Sukumar Sah
For decades, India-Russia relationship has rested on three pillars: defence cooperation, diplomatic trust and geopolitical convergence. But the world that sustained this partnership has changed dramatically. The Ukraine war, Western sanctions on Moscow, China’s growing dominance and the fragmentation of the global order have all forced New Delhi and Moscow to rethink the carefully- designed structure of their engagement.
In this changing landscape, intergovernmental organisation BRICS may emerge not merely as a symbolic grouping of emerging economies but as the most important strategic platform for future India-Russia cooperation.

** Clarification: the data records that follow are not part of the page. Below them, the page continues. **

Issue #287, opened 2021-01-21
Remove mongoengine context managers


MrCreosote:
They're unnecessary. For example:

```
        with self.sdkmr.get_mongo_util().mongo_engine_connection():
            self.logger.debug(job.to_mongo().to_dict())
            job.save()
```

PR #317, opened 2021-02-20
Fix workspace client access bug & unit test

MrCreosote:

Fixes a bug where a SDKMR.get_workspace() method was expected but was removed in a
previous PR.

Creates a unit test for the run() method where the bug occurred.

# Testing Instructions
- [X] Tests pass in Github Actions and locally 

# Dev Checklist:

- [?] My changes generate no new warnings - over 3k warnings currently
- [X] I have run Black and Flake8 on changed Python Code manually or with git precommit (and the Github Actions build passes)

### DIFF
--- a/lib/execution_engine2/db/models/models.py
+++ b/lib/execution_engine2/db/models/models.py
@@ -111,6 +111,9 @@ class Meta(EmbeddedDocument):
     cell_id = StringField()
     status = StringField()
 
+    def __repr__(self):
+        return self.to_json()
+
 
 class CondorResourceUsage(EmbeddedDocument):
     """
@@ -147,6 +150,9 @@ class JobRequirements(EmbeddedDocument):
     disk = IntField()
     estimate = EmbeddedDocumentField(Estimate)
 
+    def __repr__(self):
+        return self.to_json()
+
 
 class JobInput(EmbeddedDocument):
     """
@@ -163,6 +169,9 @@ class JobInput(EmbeddedDocument):
     parent_job_id = StringField()
     requirements = EmbeddedDocumentField(JobRequirements)
     narrative_cell_info = EmbeddedDocumentField(Meta, required=True)
+
+    def __repr__(self):
+        return self.to_json()
 
 
 class JobOutput(EmbeddedDocument):
--- a/lib/execution_engine2/sdk/EE2Runjob.py
+++ b/lib/execution_engine2/sdk/EE2Runjob.py
@@ -20,7 +20,7 @@ from lib.execution_engine2.db.models.models import (
 )
 from lib.execution_engine2.sdk.EE2Constants import ConciergeParams
 from lib.execution_engine2.utils.CondorTuples import CondorResources
-from lib.execution_engine2.utils.KafkaUtils import KafkaCreateJob, KafkaQueueChange
+from execution_engine2.utils.KafkaUtils import KafkaCreateJob, KafkaQueueChange
 
 
 class JobPermissions(Enum):
@@ -44,7 +44,7 @@ class EE2RunJob:
     def __init__(self, sdkmr):
         self.sdkmr = sdkmr  # type: SDKMethodRunner
         self.override_clientgroup = os.environ.get("OVERRIDE_CLIENT_GROUP", None)
-        self.logger = self.sdkmr.logger
+        self.logger = self.sdkmr.get_logger()
 
     def _init_job_rec(
         self,
@@ -100,15 +100,14 @@ class EE2RunJob:
         job.job_input = inputs
         self.logger.debug(job.job_input.to_mongo().to_dict())
 
-        with self.sdkmr.get_mongo_util().mongo_engine_connection():
-            self.logger.debug(job.to_mongo().to_dict())
-            job.save()
+        self.logger.debug(job.to_mongo().to_dict())
+        job_id = self.sdkmr.save_job(job)
 
-        self.sdkmr.kafka_client.send_kafka_message(
-            message=KafkaCreateJob(job_id=str(job.id), user=user_id)
+        self.sdkmr.get_kafka_client().send_kafka_message(
+            message=KafkaCreateJob(job_id=job_id, user=user_id)
         )
 
-        return str(job.id)
+        return job_id
 
     def _get_module_git_commit(self, method, service_ver=None) -> Optional[str]:
         module_name = method.split(".")[0]
@@ -118,7 +117,7 @@ class EE2RunJob:
 
         self.logger.debug(f"Getting commit for {module_name} {service_ver}")
 
-        module_version = self.sdkmr.catalog_utils.catalog.get_module_version(
+        module_version = self.sdkmr.get_catalog_utils().get_catalog().get_module_version(
             {"module_name": module_name, "version": service_ver}
         )
 
@@ -194,7 +193,7 @@ class EE2RunJob:
         self._check_ws_objects(source_objects=params.get("source_ws_objects"))
         method = params.get("method")
         # Normalize multiple formats into one format (csv vs json)
-        normalized_resources = self.sdkmr.catalog_utils.get_normalized_resources(method)
+        normalized_resources = self.sdkmr.get_catalog_utils().get_normalized_resources(method)
         # These are for saving into job inputs. Maybe its best to pass this into condor as well?
         extracted_resources = self.sdkmr.get_condor().extract_resources(
             cgrr=normalized_resources
@@ -202,16 +201,16 @@ class EE2RunJob:
         # insert initial job document into db
 
         job_id = self._init_job_rec(
-            self.sdkmr.user_id, params, extracted_resources, concierge_params
+            self.sdkmr.get_user_id(), params, extracted_resources, concierge_params
         )
 
         params["job_id"] = job_id
-        params["user_id"] = self.sdkmr.user_id
-        params["token"] = self.sdkmr.token
+        params["user_id"] = self.sdkmr.get_user_id()
+        params["token"] = self.sdkmr.get_token()
         params["cg_resources_requirements"] = normalized_resources
 
         self.logger.debug(
-            f"User {self.sdkmr.user_id} attempting to run job {method} {params}"
+            f"User {self.sdkmr.get_user_id()} attempting to run job {method} {params}"
         )
 
         return PreparedJobParams(params=params, job_id=job_id)
@@ -249,8 +248,8 @@ class EE2RunJob:
         )
 
         self.update_job_to_queued(job_id=job_id, scheduler_id=condor_job_id)
-        self.sdkmr.slack_client.run_job_message(
-            job_id=job_id, scheduler_id=condor_job_id, username=self.sdkmr.user_id
+        self.sdkmr.get_slack_client().run_job_message(
+            job_id=job_id, scheduler_id=condor_job_id, username=self.sdkmr.get_user_id()
         )
 
         return job_id
@@ -374,23 +373,22 @@ class EE2RunJob:
         # TODO RETRY FOR RACE CONDITION OF RUN/CANCEL
         # TODO PASS QUEUE TIME IN FROM SCHEDULER ITSELF?
         # TODO PASS IN SCHEDULER TYPE?
-        with self.sdkmr.get_mongo_util().mongo_engine_connection():
-            j = self.sdkmr.get_mongo_util().get_job(job_id=job_id)
-            previous_status = j.status
-            j.status = Status.queued.value
-            j.queued = time.time()
-            j.scheduler_id = scheduler_id
-            j.scheduler_type = "condor"
-            j.save()
+        j = self.sdkmr.get_mongo_util().get_job(job_id=job_id)
+        previous_status = j.status
+        j.status = Status.queued.value
+        j.queued = time.time()
+        j.scheduler_id = scheduler_id
+        j.scheduler_type = "condor"
+        self.sdkmr.save_job(j)
 
-            self.sdkmr.kafka_client.send_kafka_message(
-                message=KafkaQueueChange(
-                    job_id=str(j.id),
-                    new_status=j.status,
-                    previous_status=previous_status,
-                    scheduler_id=scheduler_id,
-                )
+        self.sdkmr.get_kafka_client().send_kafka_message(
+            message=KafkaQueueChange(
+                job_id=str(j.id),
+                new_status=j.status,
+                previous_status=previous_status,
+                scheduler_id=scheduler_id,
             )
+        )
 
     def get_job_params(self, job_id, as_admin=False):
         """
--- a/lib/execution_engine2/sdk/EE2Runjob.py
+++ b/lib/execution_engine2/sdk/EE2Runjob.py
@@ -9,7 +9,7 @@ import time
 from enum import Enum
 from typing import Optional, Dict, NamedTuple, Union, List
 
-from lib.execution_engine2.db.models.models import (
+from execution_engine2.db.models.models import (
     Job,
     JobInput,
     Meta,
--- a/lib/execution_engine2/sdk/EE2Runjob.py
+++ b/lib/execution_engine2/sdk/EE2Runjob.py
@@ -117,8 +117,10 @@ class EE2RunJob:
 
         self.logger.debug(f"Getting commit for {module_name} {service_ver}")
 
-        module_version = self.sdkmr.get_catalog_utils().get_catalog().get_module_version(
-            {"module_name": module_name, "version": service_ver}
+        module_version = (
+            self.sdkmr.get_catalog_utils()
+            .get_catalog()
+            .get_module_version({"module_name": module_name, "version": service_ver})
         )
 
         git_commit_hash = module_version.get("git_commit_hash")
@@ -193,7 +195,9 @@ class EE2RunJob:
         self._check_ws_objects(source_objects=params.get("source_ws_objects"))
         method = params.get("method")
         # Normalize multiple formats into one format (csv vs json)
-        normalized_resources = self.sdkmr.get_catalog_utils().get_normalized_resources(method)
+        normalized_resources = self.sdkmr.get_catalog_utils().get_normalized_resources(
+            method
+        )
         # These are for saving into job inputs. Maybe its best to pass this into condor as well?
         extracted_resources = self.sdkmr.get_condor().extract_resources(
             cgrr=normalized_resources
--- a/lib/execution_engine2/sdk/SDKMethodRunner.py
+++ b/lib/execution_engine2/sdk/SDKMethodRunner.py
@@ -148,7 +148,7 @@ class SDKMethodRunner:
     # that instance variables cannot be detected by create_autospec with spec_set=True, and thus
     # cannot be mocked in a rigorous way. The danger of not using spec_set=True is that if a
     # mocked class's API changes, the unit tests will still pass. Thus the choice is between
-    # unpythonic getters or false positives in unit tests, and we choose the latter.
+    # unpythonic getters or false positives in unit tests, and we choose the former.
     # For more details: https://www.seanh.cc/2017/03/17/the-problem-with-mocks/
 
     def get_workspace(self) -> Workspace:
--- a/lib/execution_engine2/sdk/SDKMethodRunner.py
+++ b/lib/execution_engine2/sdk/SDKMethodRunner.py
@@ -12,6 +12,7 @@ import os
 import time
 from datetime import datetime
 from enum import Enum
+from logging import Logger
 
 import dateutil
 
@@ -34,6 +35,7 @@ from lib.execution_engine2.utils.KafkaUtils import KafkaClient
 from lib.execution_engine2.utils.SlackUtils import SlackClient
 from execution_engine2.utils.clients import UserClientSet
 from execution_engine2.utils.arg_processing import parse_bool
+from installed_clients.WorkspaceClient import Workspace
 
 
 class JobPermissions(Enum):
@@ -140,6 +142,62 @@ class SDKMethodRunner:
             self.condor = Condor(self.deployment_config_fp)
         return self.condor
 
+    # A note on getters:
+    # Getters are commonly described as unpythonic. However, accessing instance variables
+    # directly, rather than via getters, causes significant problems when mocking a class in
+    # that instance variables cannot be detected by create_autospec with spec_set=True, and thus
+    # cannot be mocked in a rigorous way. The danger of not using spec_set=True is that if a
+    # mocked class's API changes, the unit tests will still pass. Thus the choice is between
+    # unpythonic getters or false positives in unit tests, and we choose the latter.
+    # For more details: https://www.seanh.cc/2017/03/17/the-problem-with-mocks/
+
+    def get_workspace(self) -> Workspace:
+        """
+        Get the workspace client for this instance of SDKMR.
+        """
+        return self.workspace
+
+    def get_logger(self) -> Logger:
+        """
+        Get the logger for this instance of SDKMR.
+        """
+        # There's not really any way to meaningfully test this method without passing in the
+        # logger, which seems... overkill?
+        return self.logger
+
+    def get_catalog_utils(self) -> CatalogUtils:
+        """
+        Get the catalog utilities for this instance of SDKMR.
+        """
+        # TODO Unit test this method once catalog_utils can be mocked.
+        return self.catalog_utils
+
+    def get_kafka_client(self) -> KafkaClient:
+        """
+        Get the Kafka client for this instance of SDKMR.
+        """
+        # TODO Unit test this method once kafka_client can be mocked.
+        return self.kafka_client
+
+    def get_slack_client(self) -> SlackClient:
+        """
+        Get the Kafka client for this instance of SDKMR.
+        """
+        # TODO Unit test this method once slack_client can be mocked.
+        return self.slack_client
+
+    def get_user_id(self) -> str:
+        """
+        Get the user id of the user for this instance of SDKMR.
+        """
+        return self.user_id
+
+    def get_token(self) -> str:
+        """
+        Get the token of the user for this instance of SDKMR.
+        """
+        return self.token
+
     # Permissions Decorators    #TODO Verify these actually work     #TODO add as_admin to these
 
     def allow_job_read(func):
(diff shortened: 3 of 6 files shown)


lib/execution_engine2/sdk/EE2Runjob.py
```diff
@@ -100,15 +100,14 @@ def _init_job_rec(
         job.job_input = inputs
         self.logger.debug(job.job_input.to_mongo().to_dict())
 
-        with self.sdkmr.get_mongo_util().mongo_engine_connection():
```
MrCreosote, line 103: See https://github.com/kbase/execution_engine2/issues/287

lib/execution_engine2/sdk/EE2Runjob.py
```diff
@@ -20,7 +20,7 @@
 )
 from lib.execution_engine2.sdk.EE2Constants import ConciergeParams
 from lib.execution_engine2.utils.CondorTuples import CondorResources
-from lib.execution_engine2.utils.KafkaUtils import KafkaCreateJob, KafkaQueueChange
+from execution_engine2.utils.KafkaUtils import KafkaCreateJob, KafkaQueueChange
```
ialarmedalien, line 23: ?? why no `lib.`?

lib/execution_engine2/sdk/SDKMethodRunner.py
```diff
@@ -140,6 +142,62 @@ def get_condor(self) -> Condor:
             self.condor = Condor(self.deployment_config_fp)
         return self.condor
 
+    # A note on getters:
+    # Getters are commonly described as unpythonic. However, accessing instance variables
+    # directly, rather than via getters, causes significant problems when mocking a class in
+    # that instance variables cannot be detected by create_autospec with spec_set=True, and thus
+    # cannot be mocked in a rigorous way. The danger of not using spec_set=True is that if a
+    # mocked class's API changes, the unit tests will still pass. Thus the choice is between
+    # unpythonic getters or false positives in unit tests, and we choose the latter.
```
ialarmedalien, line 151: 👍

test/tests_for_sdkmr/EE2Runjob_test.py
```diff
@@ -0,0 +1,268 @@
...
+    # already a very large test. This may be something to be added later when needed.
+    sdkmr = create_autospec(SDKMethodRunner, spec_set=True, instance=True)
+    logger = create_autospec(Logger, spec_set=True, instance=True)
+    ws = create_autospec(Workspace, spec_set=True, instance=True)
+    catutils = create_autospec(CatalogUtils, spec_set=True, instance=True)
+    catalog = create_autospec(Catalog, spec_set=True, instance=True)
+    condor = create_autospec(Condor, spec_set=True, instance=True)
+    kafka = create_autospec(KafkaClient, spec_set=True, instance=True)
+    mongo = create_autospec(MongoUtil, spec_set=True, instance=True)
+    slack = create_autospec(SlackClient, spec_set=True, instance=True)
```
ialarmedalien, line 52: mockin' 'ell!

test/tests_for_sdkmr/EE2Runjob_test.py
```diff
@@ -0,0 +1,268 @@
...
+    catutils.get_catalog.return_value = catalog
+    sdkmr.get_condor.return_value = condor
+    sdkmr.get_kafka_client.return_value = kafka
+    sdkmr.get_slack_client.return_value = slack
+    sdkmr.get_mongo_util.return_value = mongo
+    sdkmr.get_user_id.return_value = "someuser"
+    sdkmr.get_token.return_value = "tokentokentoken"
+    sdkmr.check_as_admin.return_value = True
+    sdkmr.save_job.return_value = "603051cfaf2e3401b0500982"
+    ws.get_object_info3.return_value = {"paths": [["1/2/3"], ["4/5/6"]]}
```
ialarmedalien, line 65: can you alphabetise these so it's easy for people to find whatever method they're looking for?

test/tests_for_sdkmr/EE2Runjob_test.py
```diff
@@ -0,0 +1,268 @@
...
+    condor.run_job.return_value = SubmissionInfo("cluster42", {}, None)
+    retjob = Job()
+    retjob.id = ObjectId("603051cfaf2e3401b0500982")
+    retjob.status = "created"
+    mongo.get_job.return_value = retjob
+
+    # set up the class to be tested and run the method
+    rj = EE2RunJob(sdkmr)
+    params = {
+        "method": "lolcats.lol_unto_death",
```
ialarmedalien, line 85: I hope this is a real kbase app. If not, I propose it be put top of the wishlist for Q2 projects.

test/tests_for_sdkmr/EE2Runjob_test.py
```diff
@@ -0,0 +1,268 @@
...
+    catutils.get_normalized_resources.assert_called_once_with("lolcats.lol_unto_death")
+    condor.extract_resources.assert_called_once_with(catalog_resources)
+    catalog.get_module_version.assert_called_once_with(
+        {"module_name": "lolcats", "version": "release"}
+    )
+
+    # initial job data save
+    expected_job = Job()
+    expected_job.user = "someuser"
+    expected_job.status = "created"
```
ialarmedalien, line 104: is it not possible to do something like 
```py
expected_job = Job( "user": "some user", "status": "created")
```
or do all these objects have to be constructed very laboriously?

test/tests_for_sdkmr/EE2Runjob_test.py
```diff
@@ -0,0 +1,268 @@
...
+    jr.disk = "26"
+    ji.requirements = jr
+    ji.narrative_cell_info = Meta()
+    expected_job.job_input = ji
+    assert len(sdkmr.save_job.call_args_list) == 2
+    got_job = sdkmr.save_job.call_args_list[0][0][0]
+    assert_jobs_equal(got_job, expected_job)
+
+    kafka.send_kafka_message.assert_any_call(
+        KafkaCreateJob("someuser", "603051cfaf2e3401b0500982")
```
ialarmedalien, line 123: can you make `"603051cfaf2e3401b0500982"` into a variable since it's used numerous times?

test/tests_for_sdkmr/EE2Runjob_test.py
```diff
@@ -0,0 +1,268 @@
...
+
+def assert_jobs_equal(got_job: Job, expected_job: Job):
+    """
+    Checks that the two jobs are equivalent, except that the 'updated' fields are checked that
+    they're within 1 second of each other.
+    """
+    # I could not get assert got_job == expected_job to ever work, or even
+    # JobRequirements1 == JobRequirements2 to work when their fields were identical, so we
+    # do this disgusting hack instead. Note it will need to be updated any time a job field is
+    # added.
```
ialarmedalien, line 178: 😖

test/tests_for_sdkmr/EE2Runjob_test.py
```diff
@@ -0,0 +1,268 @@
...
+    if not hasattr(got_job, "id"):
+        assert not hasattr(expected_job, "id")
+    else:
+        assert got_job.id == expected_job.id
+    assert got_job.user == expected_job.user
+    assert got_job.authstrat == expected_job.authstrat
+    assert got_job.wsid == expected_job.wsid
+    assert got_job.status == expected_job.status
```
ialarmedalien, line 186: all these repetitive statements are giving me refactoritis! Suggestions for refactoring if you can't do a straight object equality:
- make an explicit list of all the properties and do
```py
for property in property_list:
  assert got_job[property] == expected_job[property]
```
- list the keys of expected_job and do the same thing

It should be easy to omit `updated` from the check, whatever you choose to do.

test/tests_for_sdkmr/EE2Runjob_test.py
ialarmedalien: Actually, I'd do that for all the non-trivial values that you have use in the Job / JobInput / JobRequirements objects and the condor params object below.

lib/execution_engine2/sdk/EE2Runjob.py
MrCreosote: I'm not sure why `lib` is in the path in the first place - the SDK sets the python path to `[repo]/lib` so it shouldn't be necessary. I'm a bit surprised it works at all. I imported without `lib` in my tests, and apparently when you have the same named tuple with different import lines either the mocks or the `Kafka*.__eq__` method gets confused and says tuples with identical contents aren't equal.

I'm gradually going around and removing the `lib`s when I need to.

test/tests_for_sdkmr/EE2Runjob_test.py
```diff
@@ -0,0 +1,268 @@
...
+        assert (
+            got_job.job_input.requirements.disk
+            == expected_job.job_input.requirements.disk
+        )
+        assert got_job.job_input.requirements.estimate == (
+            expected_job.job_input.requirements.estimate
+        )
+
+        # this fails, which should be impossible given all the fields above pass
+        # assert got_job.job_input.requirements == expected_job.job_input.requirements
```
ialarmedalien, line 243: are there other fields around that you're not accounting for?

test/tests_for_sdkmr/EE2Runjob_test.py
MrCreosote: I'm not super familiar with MongoEngine, but that's how it's done in their [tutorial](https://docs.mongoengine.org/tutorial.html#adding-data-to-our-tumblelog) as well as in the EE2 code, so my assumption is not.

test/tests_for_sdkmr/EE2Runjob_test.py
MrCreosote: I don't think so: https://github.com/kbase/execution_engine2/blob/develop/lib/execution_engine2/db/models/models.py#L151-L165

test/tests_for_sdkmr/EE2Runjob_test.py
MrCreosote: Hmm, I'd have to use `getattr` or go into the instance dict for that, which I'm a bit meh about as it's a bit magic-y. How painful is the refactoritis?

test/tests_for_sdkmr/EE2Runjob_test.py
```diff
@@ -0,0 +1,268 @@
...
+    assert got_job.scheduler_type == expected_job.scheduler_type
+    assert got_job.scheduler_id == expected_job.scheduler_id
+    assert got_job.scheduler_estimator_id == expected_job.scheduler_estimator_id
+
+    if not got_job.job_input:
+        assert expected_job.job_input is None
+    else:
+        assert got_job.job_input.wsid == expected_job.job_input.wsid
+        assert got_job.job_input.method == expected_job.job_input.method
+        assert (
```
ialarmedalien, line 210: Did black add these brackets in? If not, have you ensured that `assert` is doing what you think it is?
e.g. see the 'Caveat #2' section of https://dbader.org/blog/python-assert-tutorial

What a great idea it was to make a programming language hypersensitive to whitespace. 😖

test/tests_for_sdkmr/EE2Runjob_test.py
MrCreosote: They're actually in the same order that the calls occur in the code, and I'd like to keep them that way unless there's a good reason not to. I'll add comments to that effect.

test/tests_for_sdkmr/EE2Runjob_test.py
MrCreosote: done

test/tests_for_sdkmr/EE2Runjob_test.py
MrCreosote: > Did black add these brackets in? 

Yes. >:

test/tests_for_sdkmr/EE2Runjob_test.py
ialarmedalien: what's wrong with `getattr` or the instance dict? They are pretty standard methods.

test/tests_for_sdkmr/EE2Runjob_test.py
MrCreosote: None of them could be interpreted as tuples so I think it's ok in this case, but that's a good warning. I'll add a comment to that effect.

MrCreosote: I deliberately made one fail just to be safe

MrCreosote: > far more sensible JavaScript.

I'm rolling

test/tests_for_sdkmr/EE2Runjob_test.py
MrCreosote: I'm not so sure they are. Directly accessing the instance dict is very rare in my experience, and IMO A Very Bad Thing In General. 

`getattr` is more common, but still pretty rare in my experience. But fine, I'll to it with `getattr`. Yeccch.

test/tests_for_sdkmr/EE2Runjob_test.py
MrCreosote: Huh, that's weird, there was only one comment when I wrote `done`. It's not done yet.

test/tests_for_sdkmr/EE2Runjob_test.py
MrCreosote: MongoEngine does some weird stuff with the `__dict__`:

```
    print(repr(got_job))
    print(vars(got_job))
    print(got_job.__dict__)
    print(getattr(got_job, 'updated'))
```
results in
```
{"user": "someuser", "authstrat": "kbaseworkspace", "status": "created", "updated": 1614038718.449384, "job_input": {"method": "lolcats.lol_unto_death", "service_ver": "git5678", "source_ws_objects": ["1/2/3", "4/5/6"], "parent_job_id": "None", "requirements": {"clientgroup": "grotesquememlong", "cpu": 4, "memory": 32, "disk": 2600}, "narrative_cell_info": {}}, "child_jobs": [], "batch_job": false}
{'_cls': 'Job'}
{'_cls': 'Job'}
1614038718.449384
{'_cls': 'Job'}
```

MrCreosote: done

test/tests_for_sdkmr/EE2Runjob_test.py
MrCreosote: done

lib/execution_engine2/db/models/models.py
```diff
@@ -111,6 +111,9 @@ class Meta(EmbeddedDocument):
     cell_id = StringField()
     status = StringField()
 
+    def __repr__(self):
```
briehl, line 114: Good call on adding `__repr__`s.

lib/execution_engine2/sdk/SDKMethodRunner.py
```diff
@@ -140,6 +142,62 @@ def get_condor(self) -> Condor:
...
+        Get the workspace client for this instance of SDKMR.
+        """
+        return self.workspace
+
+    def get_logger(self) -> Logger:
+        """
+        Get the logger for this instance of SDKMR.
+        """
+        # There's not really any way to meaningfully test this method without passing in the
+        # logger, which seems... overkill?
```
briehl, line 165: :+1:

test/tests_for_sdkmr/EE2Runjob_test.py
briehl: Which test fails when calling this?

briehl (changes requested):
I think it's mostly fine. I'm concerned about why those tests are failing when they shouldn't be, though. Can you rewrite the equality checker to be more verbose and say something like "got XXX, expected YYY"?

test/tests_for_sdkmr/EE2Runjob_test.py
```diff
@@ -0,0 +1,268 @@
...
+        "scheduler_type",
+        "scheduler_id",
+        "scheduler_estimator_id",
+        "job_output",
+        "condor_job_ads",
+        "child_jobs",
+        "batch_job",
+    ]
+
+    _super_hacky_equals(got_job, expected_job, job_fields)
```
ialarmedalien, line 229: Can you rename this something more sensible? Initially I laughed at the name, but looking at the function, it's not actually hacky: you are just checking that a list of object attributes are equal.

test/tests_for_sdkmr/EE2Runjob_test.py
ialarmedalien: Did you try any of the `unittest` equality functions (e.g. https://docs.python.org/3/library/unittest.html#unittest.TestCase.assertEqual) in case they give better diagnostics of the problem?

MrCreosote: > Which test fails when calling this?
The commented out assert fails

> Have you tried any of the unittest equality functions (e.g. https://docs.python.org/3/library/unittest.html#unittest.TestCase.assertEqual) in case they give better diagnostics of the problem?

Since I'm not subclassing `TestCase`, which contains the `assertEquals()` method, I don't think I can, although if you know how to handle that without having to restructure the tests into a class I'll give it a go. In any case, in my experience, `pytest` with `assert`s give much better diagnostics than `unittest`.

test/tests_for_sdkmr/EE2Runjob_test.py
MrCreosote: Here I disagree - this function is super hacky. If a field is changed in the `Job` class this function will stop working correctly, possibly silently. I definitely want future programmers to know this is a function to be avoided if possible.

BRICS offers both countries something valuable: strategic space without formal alliance obligations
Isolation, uncertainty
The timing is significant. Russia today faces unprecedented isolation from the West. Europe, once Moscow’s principal energy and economic partner, has sharply reduced its dependence on Russian resources. The Kremlin has consequently accelerated its ‘pivot to Asia’.
For India, meanwhile, the global environment has become increasingly uncertain. Relations with China remain tense, the West expects greater strategic alignment from New Delhi, and the world economy is entering an era of trade protectionism and geopolitical fragmentation.
In such a situation, BRICS offers both countries something valuable: strategic space without formal alliance obligations.
Unlike military blocs or ideological coalitions, BRICS functions as a flexible platform where countries with differing political systems and national interests can cooperate on shared economic and geopolitical concerns. This suits India perfectly. New Delhi has consistently resisted joining rigid alliances and has instead championed ‘multi-alignment’ – engaging multiple power centres simultaneously while preserving policy independence.
Legitimacy, relevance
For Russia, BRICS represents something even more critical: legitimacy and relevance beyond the Western sphere. Moscow understands that its future influence will increasingly depend on institutions where the West does not dominate decision-making. In that respect, BRICS provides Russia a seat at a major global table alongside India, China, Brazil, South Africa and newly-inducted members from West Asia and Africa.
The real significance of BRICS, however, lies not in summit declarations but in the gradual creation of alternative economic and financial mechanisms. Discussions on trade settlements in local currencies, expansion of the New Development Bank and reducing dependence on dollar-dominated financial systems directly serve both Indian and Russian interests.
India has already benefited enormously from discounted Russian oil despite sanctions-related payment complications. A stronger BRICS financial framework could help institutionalise such economic resilience.
Yet BRICS is also becoming a subtle arena of strategic competition, especially between India and China. Beijing sees the grouping as a vehicle for expanding Chinese influence across the Global South. India, however, wants BRICS to remain multipolar rather than China-centric. This is where Russia becomes important for New Delhi.
Moscow has traditionally supported India’s presence in multilateral institutions and often acts as a balancing factor within Eurasian geopolitics.
India advantage
Indeed, Russia may increasingly find that India, not China, offers its most stable long-term partnership in Asia. Unlike Beijing, New Delhi does not threaten Russian territory, compete in Central Asia with the same intensity or seek to dominate Moscow strategically. India offers Russia markets, technology cooperation, diplomatic balance and political credibility in the democratic world.
Still, BRICS cannot automatically become the foundation of a renewed India-Russia partnership. The grouping remains structurally weak, internally divided and lacking institutional depth. India’s border tensions with China continue to cast a shadow over BRICS unity. Moreover, New Delhi will remain cautious about any attempt to turn BRICS into an anti-Western bloc.